Top of Data in this exercise

Issue #181, opened 2016-05-09
High log volume when consul agent down


bpgray:
Sometimes consul agents fail, or need to be restarted for various reasons.

When the agent goes down, ConfigWatch.watchConfigKeyValues() will start logging errors that include the full stack trace. If it's down for a couple of minutes, this can result in a several megabyte log file.

To prevent massive log files, there are some options:
1) Implement a longer fixedDelayString, which helps but also has side effects.
2) Don't log the full stack trace in the catch block
3) Use a back off pattern on error. One simple implementation would be for the class to track errors and introduce a sleep if the last few calls resulted in an error.

If there is a preferred option, I can work on a pull request.

spencergibb:
1) is a user option, so nothing to do there.
2) is the simplest. I'd log the full error on debug, msg on error. I'd start here.
3) We already use spring retry

PR #182, opened 2016-05-09
reduce logging on ConfigWatch connection failure

bpgray:
Implementation of option 2 for Issue https://github.com/spring-cloud/spring-cloud-consul/issues/181


bpgray:
@spencergibb With this pull request I modified the implementation of failFast in ConfigWatch to fail on the first query, but not if the agent is lost while running (after the first query). Before the failFast flag was used to determine the logging approach, which may not have been the intended functionality. Another approach would be to eliminate the use of failFast in ConfigWatch, as I think we will already fail during initialization in ConsulConfigProperties if the agent is down.

spencergibb:
Merged with some polish via c6cdaa13626e41e8c870f1b51eacb09f0958317b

Bottom of Data in this exercise

● **What you need to do**
Could you please copy the lines above exactly, beginning at the first and ending at the line that contains "To prevent massive"?

● **Answer space**
Issue #181, opened 2016-05-09
High log volume when consul agent down


bpgray:
Sometimes consul agents fail, or need to be restarted for various reasons.

When the agent goes down, ConfigWatch.watchConfigKeyValues() will start logging errors that include the full stack trace. If it's down for a couple of minutes, this can result in a several megabyte log file.

To prevent massive log files, there are some options:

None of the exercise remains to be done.